Thursday, April 2, 2009

A Connecticut Yankee, Bejabbers, Part 2

It was a weird book.  A book with a tremendous amount of humor in it, but also a book full of torture, unspeakable brutalities and random death.  And an ending which has our protagonist & his small army surrounded & imprisoned by the decaying corpses of 25,000 knights is an ending that is something less than happy. 

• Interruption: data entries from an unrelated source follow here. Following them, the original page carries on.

PR #1063, opened 2023-03-14
Allow leader to learn about new leases upon leader change to avoid unnecessary shardSyncs

chenylee-aws:
*Description of changes:*

Upon leader change the new leader might not have the latest streams in its in-memory map therefore would enqueue shardSyncs for these streams. It can be a waste if the shardSsyncs result in no leases created as they have been created by the previous leader. Instead, we can let the `PeriodicShardSyncManager` to take care of updating these streams by first checking the hash range completion before deciding to enqueuing them for shardSyncs to save IOPs.  

### DIFF
--- a/amazon-kinesis-client/src/main/java/software/amazon/kinesis/coordinator/Scheduler.java
+++ b/amazon-kinesis-client/src/main/java/software/amazon/kinesis/coordinator/Scheduler.java
@@ -180,7 +180,7 @@ public class Scheduler implements Runnable {
     private final Object lock = new Object();
 
     private final Stopwatch streamSyncWatch = Stopwatch.createUnstarted();
-    private boolean leasesSyncedOnAppInit = false;
+    private boolean shouldSyncLeases = true;
 
     /**
      * Used to ensure that only one requestedShutdown is in progress at a time.
@@ -279,8 +279,6 @@ public class Scheduler implements Runnable {
                 PERIODIC_SHARD_SYNC_MAX_WORKERS_DEFAULT);
         this.failoverTimeMillis = this.leaseManagementConfig.failoverTimeMillis();
         this.taskBackoffTimeMillis = this.lifecycleConfig.taskBackoffTimeMillis();
-//        this.retryGetRecordsInSeconds = this.retrievalConfig.retryGetRecordsInSeconds();
-//        this.maxGetRecordsThreadPool = this.retrievalConfig.maxGetRecordsThreadPool();
         this.listShardsBackoffTimeMillis = this.retrievalConfig.listShardsBackoffTimeInMillis();
         this.maxListShardsRetryAttempts = this.retrievalConfig.maxListShardsRetryAttempts();
         this.shardDetectorProvider = streamConfig -> createOrGetShardSyncTaskManager(streamConfig).shardDetector();
@@ -419,6 +417,8 @@ public class Scheduler implements Runnable {
             // check for new streams and sync with the scheduler state
             if (isLeader()) {
                 checkAndSyncStreamShardsAndLeases();
+            } else {
+                shouldSyncLeases = true;
             }
 
             logExecutorState();
@@ -426,7 +426,7 @@ public class Scheduler implements Runnable {
             Thread.sleep(shardConsumerDispatchPollIntervalMillis);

But what the heck did it mean?

A factory supervisor in 19th Hartford Connecticut gets hit on the head and wakes up in 6th century England, is captured by a knight and marched off to Camelot where he is sentenced to death.   He saves himself because he knew the exact date and time of a total eclipse of the sun, and made everyone think he had magical powers and caused it.  This is an amazing thing, first because he knew the date, and second because he was able to account for the date differences caused due to the use of the Gregorian Calendar in the 19th century, and a non-Gregorian calendar in the 6th century (Julian?).  When he Gregorian calendar was established in the 17th century, they basically skipped ahead 2 weeks in order to get human time back in sync with the seasons.  1,100 years earlier, how far out of sync was human time with the seasons?  I don't know, but probably not quite two weeks.  Our protagonist knew that somehow, and figured it out.

But I'm being picky here.

What did the book mean?

He became powerful, and set about slowly but surely "civilizing" 6th century England.  By civilizing, I mean turning it into 19th century New England.   He managed to create a patent office, newspapers,  electricity, trains, a telephone system, bicycles, a public school system (in the sense of USA public schools) and advertising.  His goal was to dismantle the monarchy, nobility, knight-errantry, and the established state church.   In the end the civilization he created was destroyed, along with most of the knights, due to the Arthur/Guinevere/Sir Lancelot triangle, and greatly exacerbated by an interdict from Rome.   Our protagonist is surrounded by mouldering corpses, and Merlin, who's reputation was destroyed,  gets the last laugh, by putting a spell on our hero causing him to sleep for the next 13 centuries.  

So, in a word, he failed, and failed miserably.   Failed totally.

Maybe it means you shouldn't try to impose modern technology on a primitive society.   But that is pretty simplistic.  

It was interesting to read.  A paradox of a book.  Very satirical, in it's own way.  Very funny, very sad.

Maybe it's just the work of a moody author.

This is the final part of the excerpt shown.